The Gerber Life Parenting Blog

Looking for Healthy School Lunch Ideas? Start with Apples!

August 5, 2014

Student Eating Healthy SnackGiving one’s teacher a polished red apple on the first day of school is a charming custom that dates back to previous centuries when families who were living on the frontier were often called upon to house and feed teachers. An apple was just one way to show appreciation for the dedicated teachers who taught multiple grades in one-room schoolhouses. You can create your own back-to-school tradition by including apples as part of a healthy school lunch.

Why Apples?

Apples, a very healthy food, contain key vitamins and minerals as well as fiber, all of which are essential for proper growth and development in children. Apples also are a staple of the fall harvest, making back-to-school time particularly perfect for purchasing this healthy favorite.

Incorporating Apples into Back-to-School Lunches

What’s a good way to encourage your child to eat more apples? According to the Harvard School of Public Health, the key is to make apples more available and accessible, and to model healthy habits for your kids. If all else fails, sneak an apple in with other foods your child likes.

Here are some ideas for incorporating apples into healthy school lunches:

Apple and cheese quesadilla: This healthy recipe combines the cheesy taste that kids love and the crisp sweetness of apples. It’s also really simple to make.

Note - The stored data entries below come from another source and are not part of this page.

PR #177, opened 2014-12-31
win_zip Module

schwartzmx:
`win_zip` module:
- Uses PowerShell Community Extensions' (PSCX) `Write-Zip` cmdlet to zip the specified file or directory.
  - The reason for this, is implementing zipping of files/directories in PowerShell natively is ugly. Files are sometimes skipped and other weird anomalies have been noted of happening.
  - PSCX `Write-Zip` uses 7zip as the core library, and is much more reliable.
- If PSCX is not detected on the machine, it will be downloaded and installed, then imported for the script. 
- Also takes a `rm` argument, for specifying whether to remove the `src` file after compression is completed.
- The `dest` argument's path must exist, but the basename does not need to exist.
  - The script detects whether the `.zip` extension for `dest` was supplied, and adds it if need be.
- I've tried to make exception handling and the resultant error messages as specific and helpful as possible.

**Updates 1/11**:
- Added `tar`, `gzip`, `bzip` functionality.
  - Added param `type` to take care of this.
    - Ex: `type: gzip`
- Fixes to `PSCX` import problems after installation
- Updated docs
- Also added attempt to install `PSCX` with `chocolatey` if present on the machine, if not continue with the `.msi` installation.
- Updates to `win_unzip` module PR: [#174](https://github.com/ansible/ansible-modules-extras/pull/174) have been made to coincide with the changes here.

Questions, comments, or suggestions for additions please let me know.

Phil

### DIFF
--- a/windows/win_zip.ps1
+++ b/windows/win_zip.ps1
@@ -95,7 +95,7 @@ If ($params.dest) {
     }
 
 
-    If (-Not ([System.IO.Path]::GetExtension($dest) -match ".zip")) {
+    If (-Not ([System.IO.Path]::GetExtension($dest) -eq ".zip")) {
         $dest = $dest + ".zip"
     }
 
@@ -105,7 +105,7 @@ Else {
 }
 
 #RM
-If ($params.rm){
+If ($params.rm -eq "true" -Or $params.rm -eq "yes"){
     $rm = $true
 }
 Else {
--- a/windows/win_zip.ps1
+++ b/windows/win_zip.ps1
@@ -141,6 +141,7 @@ Catch {
 
 Set-Attr $result.win_zip "src" $src.toString()
 Set-Attr $result.win_zip "dest" $dest.toString()
+Set-Attr $result.win_zip "rm" $rm.toString()
 
 Exit-Json $result;
 
--- a/windows/win_zip.ps1
+++ b/windows/win_zip.ps1
@@ -39,20 +39,32 @@ $isContainer = $false
 $list = Get-Module -ListAvailable
 # If not download it and install
 If (-Not ($list -match "PSCX")) {
+    # Try install with chocolatey
     Try {
-        $client = New-Object System.Net.WebClient
-        $client.DownloadFile($url, $dest)
+        cinst -force PSCX -y
+        $choco = $true
     }
     Catch {
-        Fail-Json $result "Error downloading PSCX from $url and saving as $dest"
+        $choco = $false
     }
-    Try {
-        msiexec.exe /i $dest /qb
-    }
-    Catch {
-        Fail-Json $result "Error installing $dest"
+    # install from downloaded msi if choco failed or is not present
+    If ($choco -eq $false) {
+        Try {
+            $client = New-Object System.Net.WebClient
+            $client.DownloadFile($url, $dest)
+        }
+        Catch {
+            Fail-Json $result "Error downloading PSCX from $url and saving as $dest"
+        }
+        Try {
+            Start-Process -FilePath msiexec.exe -ArgumentList "/i $dest /qb" -Verb Runas -PassThru -Wait | out-null
+        }
+        Catch {
+            Fail-Json $result "Error installing $dest"
+        }
     }
     Set-Attr $result.win_zip "pscx_status" "pscx was installed"
+    $installed = $true
 }
 Else {
     Set-Attr $result.win_zip "pscx_status" "present"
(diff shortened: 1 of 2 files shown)


t-v:
Is there a specific reason you auto-download/install and install pscx?
I believe the strength of ansible relies on the fact that you don't need software on your clients to run it, only configuration.

I would rather see it happen like this:
http://blogs.msdn.com/b/daiken/archive/2007/02/12/compress-files-with-windows-powershell-then-package-a-windows-vista-sidebar-gadget.aspx

Especially since I don't like things to be automatically installed on my systems.

(I have the same argument for: https://github.com/ansible/ansible-modules-extras/pull/174)

schwartzmx:
What you linked will only work for `.zip` files, and it is very fragile depending on the size of the files hence the code:

```
foreach($file in $input) 
    { 
            $zipPackage.CopyHere($file.FullName)
            **Start-sleep -milliseconds 500**
    }
```

That doesn't look reliable to me or ensure consistency.

PSCX is very powerful and allows much more added functionality than compressing and decompressing files/folders.  I understand that you don't want things to be automatically installed.  

I can change it to fail if PSCX isn't installed, but the reason I did it this way is because I was constantly bringing up new machines, and I didn't want it to fail when doing application configuration so it was autoinstalled.  I can change it though and just add more steps in my playbook, using `win_get_url` and use `win_msi` to install PSCX.  

Pertaining to these modules, I can change it to do a check for PSCX, and use a similar method to that article for just `.zip` files and if the extension is otherwise, then I could check if it's installed to be used for `.msu` `.bz2` `.tar` and `.gz` files.

gregdek:
See discussion in #553 about which module we choose.

schwartzmx:
@gregdek, @trondhindenes replicated the discussed (from #174) changes and proposals to this module as well.

gregdek:
Thanks @schwartzmx. Windows reviewers, please take a look: @trondhindenes @petemounce @elventear @smadam813 @jhawkesworth @angstwad @sivel @chrishoffman @cchurch

gregdek:

# 

gregdek:
Another ping to our Windows friends: @trondhindenes @petemounce @elventear @smadam813 @jhawkesworth @angstwad @sivel @chrishoffman @cchurch

trondhindenes:
@schwartzmx I wouldn't assume that the pscx module is in any specified location. From how I read the code you first test that it exists, and if so you should be able to just import it (or at least use the psmodulepath attribute from the module object to get to the actual module dir instead of assuming its in C:\program files (x86). 

I would Update the documentation to specify that pscx needs to be install and in a path where Powershell can auto-load it ($env:PSModulePath), and then import the module using auto-loading.

windows/win_zip.ps1
```diff
@@ -0,0 +1,241 @@
...
+Else {
+    $pscxPresent = $true
+    Set-Attr $result.win_zip "pscx_status" "present"
+}
+
+# Import
+Try {
+    If ($pscxPresent) {
+        Try {
+            Import-Module 'C:\Program Files (x86)\Powershell Community Extensions\pscx3\pscx\pscx.psd1'
```
trondhindenes: This is the part I don't get

schwartzmx: Yep good point @trondhindenes,  the reason that was like this is because when I originally wrote this I was auto-installing PSCX and the module couldn't import it as it was running in the same PS session, so I had to import it from the install location.  Just a bad lingering snippet.  Will fix.

trondhindenes:
There are now two modules in PR that do pretty much the same: #999 and #177. Maybe figure out which one to go forward with so we don't waste anyone's coding cycles? ping @schwartzmx @davidobrien1985

davidobrien1985:
Hey @trondhindenes mine only uses native PowerShell and doesn't need any external prereqs. Then again, probably not my call?!

schwartzmx:
@trondhindenes @davidobrien1985 We can use whomever's.  They both have the same idea in mind but have different functionalities. 

This one does bzip (pscx), gzip (pscx), tar (pscx) and zip (natively if pscx isn't available).  The other only does zip it appears.

Both have dependencies,  here PSCX (if doing non-zip format, i.e. gzip).
The other, .NET 4.5.

Whichever way we go is fine with me.  I don't mind if we close this, but since https://github.com/ansible/ansible-modules-extras/pull/174 got merged and is consistent with this one,  if we close this one, we should revert https://github.com/ansible/ansible-modules-extras/pull/174 as well.

jhawkesworth:
Not really contributed to either, but how about we have both?  @schwartzmx 's modules support other formats so they are have utility.  I'd suggest adding _pscx onto the end of @schwartzmx's module names the so they are differentiated, or perhaps call them win_archive/ win_unarchive.  I guess it would fairest if this was named something like win_zip_net45 but seems a little overkill when you get .net 4.5 or later installed with most recent windows.  Ultimately as long as its clear which version to chose from the module docs I see no harm in having both modules.

bcoca:
actually having a single module that can do it 'both ways' might be more interesting, not sure what advantages/disadvantages each way has. It seems it would be easy enough to detect and use one and fail to the other or add an option to let the user decide which one to use.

  • 2 8-inch whole-wheat tortillas
  • 1/2 apple, sliced thin
  • 2 slices American Cheese


Heat a large skillet on medium-high heat. Place one tortilla in the skillet and then top with American cheese slices, thin apple slices and the second tortilla. Press gently on the tortilla with a spatula. Lower the heat to medium.

When the cheese inside the quesadilla begins to melt, flip the quesadilla over, grill for another minute to crisp the outside of the tortilla, and remove from the pan onto a cutting board.

Slice the quesadilla into six triangles for bite-size pieces. Pack quesadilla triangles into a sandwich container, then inside an insulated lunch box. (You could assemble your quesadilla the night before and quickly grill it in the morning.)

Apple quiche: Kids who like eggs may enjoy this dish as a cold lunch. Eggs contain lots of protein, vitamins and minerals, and are good for kids, nutritionists say. For this recipe, use an apple that will hold its shape when baked, such as Granny Smith, Golden Delicious or Rome apples. Avoid McIntosh and Red Delicious apples.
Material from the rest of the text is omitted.